- _YOUR TASK_
Once the line with "system.beginGFXTransaction();" is found in the data, output it and each following line exactly, up to and including the line with "Options that are", and nothing before or after.

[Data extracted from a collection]
* * *

PR #2715, opened 2021-01-04
CLOUD: Update Dropbox to use refresh_token

Tkachov:
Dropbox [is switching](https://www.dropbox.com/lp/developers/reference/oauth-guide) to short-lived `access_token` OAuth mid 2021. This commit adapts `Cloud::DropboxStorage` to use `refresh_token` similarly to how other Storages do: by introducing a `DropboxTokenRefresher`.

@Mataniko already added a new endpoint on cloud.scummvm.org, which will be used for Dropbox from now on. Older versions of ScummVM, which do not have this change, will still work with "Legacy" endpoint until Dropbox deprecates it.

I've checked all the `Dropbox*Request` classes with Testbed for handling the "expired_access_token" error (handled via the `DropboxTokenRefresher`) and all of them work.

### DIFF
--- a/backends/cloud/dropbox/dropboxcreatedirectoryrequest.cpp
+++ b/backends/cloud/dropbox/dropboxcreatedirectoryrequest.cpp
@@ -21,6 +21,8 @@
  */
 
 #include "backends/cloud/dropbox/dropboxcreatedirectoryrequest.h"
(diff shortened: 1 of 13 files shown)


Mataniko (approved):

sev-:
Thanks!

PR #2718, opened 2021-01-05
GUI: Refresh stretch mode upon returning to launcher

av-dx:
When the Options...->Misc->"Always return to the launcher on leaving a game" option is checked, the "relaunched" launcher GUI will not launch with correct stretch mode, if "Edit Game...->Graphics->Stretch Mode" was set to <default> from some non-default value. This also results in the game re-launching with the same non-default setting as applied above, as described in Issue #12041.

This requires the same fix as was done in PR #2690, which was to remove the hasKey() constraint, because setStretchMode() and ConfMan.get() methods together were able to set the <default> setting properly in absence of a key.

### DIFF
--- a/base/main.cpp
+++ b/base/main.cpp
@@ -340,6 +340,8 @@ static void setupGraphics(OSystem &system) {
 	system.beginGFXTransaction();
 		// Set the user specified graphics mode (if any).
 		system.setGraphicsMode(ConfMan.get("gfx_mode").c_str());
+		system.setStretchMode(ConfMan.get("stretch_mode").c_str());
+		system.setShader(ConfMan.get("shader").c_str());
 
 		system.initSize(320, 200);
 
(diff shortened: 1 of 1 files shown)


bluegr:
So why are the other options handled differently? (e.g. "shading", "fullscreen" etc)

criezy:
I have not tested, but the change makes sense.

> So why are the other options handled differently? (e.g. "shading", "fullscreen" etc)

This is related to whether the option has a `<default>` value in the GUI or not. For those that do, such as `gfx_mode` and `stretch_mode`, if the user select this item in the popup widget this removes the key from the config. So hasKey() returns false, but we still need to call setGraphicsMode()/setStretchMode() (with the default value) so that the default is respected.

Options that are checkboxes, such as `fullscreen` or `filtering`, do not have a `<default>` setting.

But you are right about `shader`. This one does have a `<default>` value and we need to remove the `hasKey()` check. For the options dialog, I did it in commit f88381f at the same time I merged PR #2690. @av-dx can you please add this to this PR for the Return to Launcher case? And please squash it with your existing commit. There is no need to have two separate commits for this.

av-dx:
Thanks for clearing this up. I have removed the ```hasKey()``` check for the ```shader``` setting.

bluegr:
Thanks for your work @av-dx! And thanks for clearing things up @criezy. This change is quite straightforward, and can be merged. Merging

PR #2719, opened 2021-01-06
GRAPHICS: allow scaling for opaque surfaces

mgerhardy:
This adds scaling support for non transparent blit functions of the ManagedSurface class

Related issue is https://bugs.scummvm.org/ticket/12050


sev-:
Thanks!

PR #2726, opened 2021-01-10
SCI: Hebrew in parentheses isn't stage direction

ZvikaZ:
Before this PR, Hebrew text in parentheses was treated as stage direction (because it doesn't contain English lower case letters, and usually doesn't contain digits), and wasn't printed.

This PR makes Hebrew letters behave similar to English lower case letters - if they exist - print the message.
(There is no point in translating the stage direction to Hebrew, if ever there will be a Hebrew dubbing project, the actors will use the English directions...)

This PR is coordinated with the group that translated previous Sierra titles to Hebrew (Torin, GK2, SQ3), and working now on QFG1VGA - that's were we understood that problem. In previous titles, the text in parentheses wasn't translated at all, thus, this fix won't make any unwanted text to start appearing.

### DIFF
--- a/engines/sci/engine/message.cpp
+++ b/engines/sci/engine/message.cpp
@@ -444,6 +444,10 @@ bool MessageState::stringStage(Common::String &outstr, const Common::String &inS
 		// SCI32 seems to support having digits in stage directions
 		if (((inStr[i] >= 'a') && (inStr[i] <= 'z')) || ((inStr[i] >= '0') && (inStr[i] <= '9') && (getSciVersion() < SCI_VERSION_2)))
 			return false;
+
+		// If it contains Hebrew letters, it's not a stage direction
+		if (g_sci->getLanguage() == Common::HE_ISR && (byte)inStr[i] >= 128 && (byte)inStr[i] <= 255)
+			return false;
 	}
 
 	// We ran into the end of the string without finding a closing bracket


noomorph:
Just a few pics to illustrate the point:

Prior the fix:

image

After the fix:

image

Original:

image

engines/sci/engine/message.cpp
```diff
@@ -444,6 +444,14 @@ bool MessageState::stringStage(Common::String &outstr, const Common::String &inS
 		// SCI32 seems to support having digits in stage directions
 		if (((inStr[i] >= 'a') && (inStr[i] <= 'z')) || ((inStr[i] >= '0') && (inStr[i] <= '9') && (getSciVersion() < SCI_VERSION_2)))
 			return false;
+
+		// If it contains Hebrew letters, it's not a stage direction
+		// besides that point, keep the English logic
+		if (g_sci->getLanguage() == Common::HE_ISR)
```
bluegr, line 450: Please, enclose the code in this if statement in brackets - { }, in order to improve readability

ZvikaZ: Done.

engines/sci/engine/message.cpp
```diff
@@ -444,6 +444,15 @@ bool MessageState::stringStage(Common::String &outstr, const Common::String &inS
 		// SCI32 seems to support having digits in stage directions
 		if (((inStr[i] >= 'a') && (inStr[i] <= 'z')) || ((inStr[i] >= '0') && (inStr[i] <= '9') && (getSciVersion() < SCI_VERSION_2)))
 			return false;
+
+		// If it contains Hebrew letters, it's not a stage direction
+		// besides that point, keep the English logic
+		if (g_sci->getLanguage() == Common::HE_ISR) {
+			if (((inStr[i] >= 'a') && (inStr[i] <= 'z')) ||
+				(((byte)inStr[i]) >= 128 && ((byte)inStr[i] <= 255)) ||
+				((inStr[i] >= '0') && (inStr[i] <= '9') && (getSciVersion() < SCI_VERSION_2)))
```
bluegr, line 453: You don't need to repeat the same checks as the ones in the check before this one.
This can be simplified as:

    if (g_sci->getLanguage() == Common::HE_ISR && getSciVersion() < SCI_VERSION_2 && (byte)inStr[i] >= 128 && (byte)inStr[i] <= 255)
         return false;

ZvikaZ: Makes sense.
But I'm not sure regarding the `getSciVersion() < SCI_VERSION_2`.

If we examine the original English check (with added `newline` ):
```
		// If we find a lowercase character or a digit, it's not a stage direction
		// SCI32 seems to support having digits in stage directions
		if (((inStr[i] >= 'a') && (inStr[i] <= 'z')) || 
		    ((inStr[i] >= '0') && (inStr[i] <= '9') && (getSciVersion() < SCI_VERSION_2)))
			return false;
```
it's of the kind `if A || B`, and the version detection is only needed for `B`, while the letter comparison is done regardless of the version. (as also explained in the comment)

Therefore, I think my PR should be further simiplified to:
```
		if (g_sci->getLanguage() == Common::HE_ISR && (byte)inStr[i] >= 128 && (byte)inStr[i] <= 255)
			return false;
```

bluegr: Indeed, it can be simplified to just that. Please do so, and we'll get this merged :)

ZvikaZ: Great.
I've pushed it.

bluegr: Thanks, merged

PR #2727, opened 2021-01-10
ALL and VITA: Link with GNU Make recursive flag

lephilousophe:
There are three changes in this PR which are dependent, thus the grouping.

First one is to use $(LD) instead of $(CXX) when linking.
I think it's more coherent and makes it easier to grep linking places in makefiles.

* * *

- _EXERCISE OUTPUT_
 	system.beginGFXTransaction();
 		// Set the user specified graphics mode (if any).
 		system.setGraphicsMode(ConfMan.get("gfx_mode").c_str());
+		system.setStretchMode(ConfMan.get("stretch_mode").c_str());
+		system.setShader(ConfMan.get("shader").c_str());
 
 		system.initSize(320, 200);
 
(diff shortened: 1 of 1 files shown)


bluegr:
So why are the other options handled differently? (e.g. "shading", "fullscreen" etc)

criezy:
I have not tested, but the change makes sense.

> So why are the other options handled differently? (e.g. "shading", "fullscreen" etc)

This is related to whether the option has a `<default>` value in the GUI or not. For those that do, such as `gfx_mode` and `stretch_mode`, if the user select this item in the popup widget this removes the key from the config. So hasKey() returns false, but we still need to call setGraphicsMode()/setStretchMode() (with the default value) so that the default is respected.

Options that are checkboxes, such as `fullscreen` or `filtering`, do not have a `<default>` setting.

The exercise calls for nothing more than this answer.